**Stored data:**
* * * * * * *

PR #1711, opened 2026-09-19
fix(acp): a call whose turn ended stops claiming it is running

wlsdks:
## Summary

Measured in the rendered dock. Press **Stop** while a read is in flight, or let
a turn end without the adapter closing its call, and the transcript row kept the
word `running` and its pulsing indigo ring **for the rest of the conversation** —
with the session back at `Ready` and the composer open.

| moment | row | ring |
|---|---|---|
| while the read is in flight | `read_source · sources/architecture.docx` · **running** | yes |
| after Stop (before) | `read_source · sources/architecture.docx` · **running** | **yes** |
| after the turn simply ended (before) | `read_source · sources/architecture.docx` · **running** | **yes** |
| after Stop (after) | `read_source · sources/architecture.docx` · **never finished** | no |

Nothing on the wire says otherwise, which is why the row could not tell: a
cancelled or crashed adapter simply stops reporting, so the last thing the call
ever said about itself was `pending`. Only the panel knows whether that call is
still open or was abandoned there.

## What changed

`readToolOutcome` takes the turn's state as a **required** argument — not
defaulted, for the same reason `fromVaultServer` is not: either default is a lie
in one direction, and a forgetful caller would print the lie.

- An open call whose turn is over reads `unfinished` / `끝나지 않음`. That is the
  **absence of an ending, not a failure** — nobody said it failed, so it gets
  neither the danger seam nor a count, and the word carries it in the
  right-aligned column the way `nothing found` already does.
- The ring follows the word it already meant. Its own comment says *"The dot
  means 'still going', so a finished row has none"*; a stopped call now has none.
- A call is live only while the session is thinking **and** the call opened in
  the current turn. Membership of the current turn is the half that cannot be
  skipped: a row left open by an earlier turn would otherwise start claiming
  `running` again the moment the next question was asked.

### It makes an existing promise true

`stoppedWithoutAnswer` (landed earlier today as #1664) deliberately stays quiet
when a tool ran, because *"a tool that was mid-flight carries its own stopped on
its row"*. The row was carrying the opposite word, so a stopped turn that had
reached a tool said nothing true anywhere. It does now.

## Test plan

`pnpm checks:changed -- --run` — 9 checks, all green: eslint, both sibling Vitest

* * * * * * *

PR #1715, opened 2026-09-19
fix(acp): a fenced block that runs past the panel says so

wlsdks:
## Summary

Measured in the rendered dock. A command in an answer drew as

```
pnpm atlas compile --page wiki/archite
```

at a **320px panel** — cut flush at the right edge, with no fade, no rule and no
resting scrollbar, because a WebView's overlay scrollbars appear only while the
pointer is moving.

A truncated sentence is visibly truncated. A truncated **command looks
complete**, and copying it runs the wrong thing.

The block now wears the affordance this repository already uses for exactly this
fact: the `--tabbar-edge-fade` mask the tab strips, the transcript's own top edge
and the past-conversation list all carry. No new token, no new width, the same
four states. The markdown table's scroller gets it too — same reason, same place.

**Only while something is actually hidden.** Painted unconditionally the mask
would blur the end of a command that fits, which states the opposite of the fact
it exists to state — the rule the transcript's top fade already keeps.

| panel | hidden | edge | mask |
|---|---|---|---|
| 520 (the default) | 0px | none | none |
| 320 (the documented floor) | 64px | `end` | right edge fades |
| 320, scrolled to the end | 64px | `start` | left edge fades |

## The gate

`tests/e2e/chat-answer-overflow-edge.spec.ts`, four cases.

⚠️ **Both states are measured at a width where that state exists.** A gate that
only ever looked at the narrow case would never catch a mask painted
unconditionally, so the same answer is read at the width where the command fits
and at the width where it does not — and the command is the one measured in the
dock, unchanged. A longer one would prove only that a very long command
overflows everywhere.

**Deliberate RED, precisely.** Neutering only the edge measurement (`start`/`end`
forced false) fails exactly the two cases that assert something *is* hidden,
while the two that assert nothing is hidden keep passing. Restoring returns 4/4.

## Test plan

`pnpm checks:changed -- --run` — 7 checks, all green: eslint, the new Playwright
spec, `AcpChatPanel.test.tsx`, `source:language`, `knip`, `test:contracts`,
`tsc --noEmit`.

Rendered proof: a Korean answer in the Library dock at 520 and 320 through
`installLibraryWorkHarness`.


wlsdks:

* * * * * * *

**EXERCISE DETAILS:** Among the records above, repeat exactly the line with "pointer is moving.", the line with "and the past-conversation", and every line in between, and only those.

**ANSWER FOR THIS EXERCISE:**
pointer is moving.

A truncated sentence is visibly truncated. A truncated **command looks
complete**, and copying it runs the wrong thing.

The block now wears the affordance this repository already uses for exactly this
fact: the `--tabbar-edge-fade` mask the tab strips, the transcript's own top edge
and the past-conversation list all carry. No new token, no new width, the same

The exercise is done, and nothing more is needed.